Work instruction: Would you tally how many lines in the records include the word "head"? Reply with the number only.

The records:
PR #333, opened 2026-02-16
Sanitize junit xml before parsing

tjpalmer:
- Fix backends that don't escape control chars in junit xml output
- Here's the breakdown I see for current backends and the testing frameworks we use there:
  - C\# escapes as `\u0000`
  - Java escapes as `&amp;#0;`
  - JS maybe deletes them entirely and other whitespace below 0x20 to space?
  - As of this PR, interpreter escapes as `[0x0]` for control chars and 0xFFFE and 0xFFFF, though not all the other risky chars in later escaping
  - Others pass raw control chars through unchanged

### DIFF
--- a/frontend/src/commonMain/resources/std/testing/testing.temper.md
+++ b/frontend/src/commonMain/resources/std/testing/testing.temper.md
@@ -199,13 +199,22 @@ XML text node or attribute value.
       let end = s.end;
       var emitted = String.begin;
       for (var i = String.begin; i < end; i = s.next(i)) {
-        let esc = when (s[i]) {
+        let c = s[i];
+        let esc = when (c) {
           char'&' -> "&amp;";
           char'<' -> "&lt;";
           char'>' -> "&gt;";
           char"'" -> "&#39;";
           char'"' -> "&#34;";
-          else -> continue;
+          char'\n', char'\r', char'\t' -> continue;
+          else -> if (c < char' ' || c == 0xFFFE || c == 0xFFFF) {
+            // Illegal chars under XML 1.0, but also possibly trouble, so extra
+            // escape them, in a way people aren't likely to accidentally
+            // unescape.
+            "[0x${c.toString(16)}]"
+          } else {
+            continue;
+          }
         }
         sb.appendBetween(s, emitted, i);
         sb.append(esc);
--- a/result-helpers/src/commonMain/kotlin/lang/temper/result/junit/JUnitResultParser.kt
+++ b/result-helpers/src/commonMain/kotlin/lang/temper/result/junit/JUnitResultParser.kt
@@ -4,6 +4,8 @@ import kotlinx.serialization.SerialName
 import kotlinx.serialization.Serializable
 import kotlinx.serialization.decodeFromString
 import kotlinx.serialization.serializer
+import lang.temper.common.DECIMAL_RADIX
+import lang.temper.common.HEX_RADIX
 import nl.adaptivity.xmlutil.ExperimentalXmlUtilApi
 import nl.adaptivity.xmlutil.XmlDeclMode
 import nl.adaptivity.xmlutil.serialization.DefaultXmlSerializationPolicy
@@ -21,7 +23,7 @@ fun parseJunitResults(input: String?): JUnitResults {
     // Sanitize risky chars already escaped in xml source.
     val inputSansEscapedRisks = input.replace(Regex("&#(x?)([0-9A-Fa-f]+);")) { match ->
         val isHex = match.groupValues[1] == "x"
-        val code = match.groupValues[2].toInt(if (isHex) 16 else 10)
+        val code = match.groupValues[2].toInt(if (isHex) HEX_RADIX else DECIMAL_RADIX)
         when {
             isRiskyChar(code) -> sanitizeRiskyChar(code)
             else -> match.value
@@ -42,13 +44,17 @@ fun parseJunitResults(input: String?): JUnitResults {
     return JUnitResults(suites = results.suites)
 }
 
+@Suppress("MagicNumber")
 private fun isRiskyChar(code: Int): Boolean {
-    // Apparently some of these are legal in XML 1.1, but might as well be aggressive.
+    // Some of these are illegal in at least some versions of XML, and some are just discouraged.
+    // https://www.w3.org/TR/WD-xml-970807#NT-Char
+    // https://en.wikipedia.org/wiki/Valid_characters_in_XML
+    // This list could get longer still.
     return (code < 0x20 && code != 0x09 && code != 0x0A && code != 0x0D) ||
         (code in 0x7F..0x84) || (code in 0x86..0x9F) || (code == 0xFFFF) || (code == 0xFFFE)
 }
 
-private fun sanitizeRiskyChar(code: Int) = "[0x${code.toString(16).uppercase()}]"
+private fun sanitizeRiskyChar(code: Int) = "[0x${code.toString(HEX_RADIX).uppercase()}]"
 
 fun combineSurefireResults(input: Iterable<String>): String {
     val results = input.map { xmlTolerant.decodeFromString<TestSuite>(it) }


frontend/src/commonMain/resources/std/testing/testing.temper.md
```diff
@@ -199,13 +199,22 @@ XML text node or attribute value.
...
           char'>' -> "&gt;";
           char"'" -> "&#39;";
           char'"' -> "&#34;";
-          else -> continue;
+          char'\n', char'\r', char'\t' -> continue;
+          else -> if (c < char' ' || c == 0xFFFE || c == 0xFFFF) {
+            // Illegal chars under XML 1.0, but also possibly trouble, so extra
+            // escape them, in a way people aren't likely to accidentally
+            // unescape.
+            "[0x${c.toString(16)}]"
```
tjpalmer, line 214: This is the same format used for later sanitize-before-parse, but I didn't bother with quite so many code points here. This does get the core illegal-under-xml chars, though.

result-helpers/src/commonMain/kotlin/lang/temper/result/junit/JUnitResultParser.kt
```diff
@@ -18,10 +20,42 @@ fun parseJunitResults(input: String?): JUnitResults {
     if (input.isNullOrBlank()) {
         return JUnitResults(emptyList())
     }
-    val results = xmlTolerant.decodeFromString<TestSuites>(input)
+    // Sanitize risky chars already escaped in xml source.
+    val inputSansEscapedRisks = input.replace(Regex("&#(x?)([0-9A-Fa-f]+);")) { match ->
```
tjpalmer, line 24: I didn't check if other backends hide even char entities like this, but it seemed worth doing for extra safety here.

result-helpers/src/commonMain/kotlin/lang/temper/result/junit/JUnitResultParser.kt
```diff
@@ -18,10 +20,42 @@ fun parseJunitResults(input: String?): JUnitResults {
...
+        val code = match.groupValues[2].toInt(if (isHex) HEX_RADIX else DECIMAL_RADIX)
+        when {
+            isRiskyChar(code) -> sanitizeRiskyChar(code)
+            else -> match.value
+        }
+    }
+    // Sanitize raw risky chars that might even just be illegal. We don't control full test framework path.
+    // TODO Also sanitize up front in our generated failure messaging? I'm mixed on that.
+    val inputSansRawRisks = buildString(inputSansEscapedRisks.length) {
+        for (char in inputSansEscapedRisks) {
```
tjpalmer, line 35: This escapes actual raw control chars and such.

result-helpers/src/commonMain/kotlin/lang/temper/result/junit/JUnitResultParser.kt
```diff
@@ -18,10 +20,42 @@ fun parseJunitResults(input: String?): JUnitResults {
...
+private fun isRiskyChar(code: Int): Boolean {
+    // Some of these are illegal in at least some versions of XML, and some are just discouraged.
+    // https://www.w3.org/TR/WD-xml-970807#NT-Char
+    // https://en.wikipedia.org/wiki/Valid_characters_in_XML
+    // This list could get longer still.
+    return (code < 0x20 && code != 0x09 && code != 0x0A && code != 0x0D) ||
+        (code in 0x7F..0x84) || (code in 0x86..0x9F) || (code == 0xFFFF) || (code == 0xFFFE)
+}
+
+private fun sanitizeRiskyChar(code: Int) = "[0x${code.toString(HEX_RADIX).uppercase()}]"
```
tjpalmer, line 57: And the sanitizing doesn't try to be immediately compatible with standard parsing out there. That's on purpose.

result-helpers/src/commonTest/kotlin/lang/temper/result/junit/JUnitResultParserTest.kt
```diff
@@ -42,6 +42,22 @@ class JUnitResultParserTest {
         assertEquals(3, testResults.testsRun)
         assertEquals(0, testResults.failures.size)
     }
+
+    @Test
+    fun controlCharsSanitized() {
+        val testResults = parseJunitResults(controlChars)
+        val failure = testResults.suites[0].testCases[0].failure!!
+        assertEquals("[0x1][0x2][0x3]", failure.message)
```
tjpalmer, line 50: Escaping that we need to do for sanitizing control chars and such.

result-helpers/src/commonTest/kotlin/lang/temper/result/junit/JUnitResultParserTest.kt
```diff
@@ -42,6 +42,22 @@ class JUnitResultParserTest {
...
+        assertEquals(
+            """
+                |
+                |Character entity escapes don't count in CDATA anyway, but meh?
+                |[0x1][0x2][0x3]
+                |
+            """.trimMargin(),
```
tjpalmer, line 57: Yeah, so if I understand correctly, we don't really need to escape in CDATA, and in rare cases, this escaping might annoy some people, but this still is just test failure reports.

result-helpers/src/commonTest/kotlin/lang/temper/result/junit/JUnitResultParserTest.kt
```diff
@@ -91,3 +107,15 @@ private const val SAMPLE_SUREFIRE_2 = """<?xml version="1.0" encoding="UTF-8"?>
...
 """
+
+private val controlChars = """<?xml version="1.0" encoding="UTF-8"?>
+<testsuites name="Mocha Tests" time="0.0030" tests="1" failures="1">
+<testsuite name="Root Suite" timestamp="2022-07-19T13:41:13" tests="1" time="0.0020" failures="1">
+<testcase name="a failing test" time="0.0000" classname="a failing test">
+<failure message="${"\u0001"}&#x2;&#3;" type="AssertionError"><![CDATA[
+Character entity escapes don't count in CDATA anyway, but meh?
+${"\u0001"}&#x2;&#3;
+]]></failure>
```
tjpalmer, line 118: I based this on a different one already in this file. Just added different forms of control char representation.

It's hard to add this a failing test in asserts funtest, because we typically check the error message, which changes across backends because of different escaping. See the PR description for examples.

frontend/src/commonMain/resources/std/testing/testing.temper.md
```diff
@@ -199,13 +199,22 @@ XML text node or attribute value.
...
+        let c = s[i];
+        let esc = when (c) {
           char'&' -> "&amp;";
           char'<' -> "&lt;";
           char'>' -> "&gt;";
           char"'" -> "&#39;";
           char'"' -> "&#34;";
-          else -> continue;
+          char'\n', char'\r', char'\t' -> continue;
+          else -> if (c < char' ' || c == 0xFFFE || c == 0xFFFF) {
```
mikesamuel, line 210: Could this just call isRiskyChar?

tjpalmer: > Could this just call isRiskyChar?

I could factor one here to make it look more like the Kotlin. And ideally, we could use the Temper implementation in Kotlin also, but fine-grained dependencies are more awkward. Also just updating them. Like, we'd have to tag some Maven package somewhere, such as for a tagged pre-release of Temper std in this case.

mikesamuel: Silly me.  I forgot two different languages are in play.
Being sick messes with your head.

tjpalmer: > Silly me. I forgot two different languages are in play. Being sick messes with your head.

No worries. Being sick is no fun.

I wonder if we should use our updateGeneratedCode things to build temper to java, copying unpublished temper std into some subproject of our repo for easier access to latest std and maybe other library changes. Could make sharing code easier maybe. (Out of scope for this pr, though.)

Result for this task: 2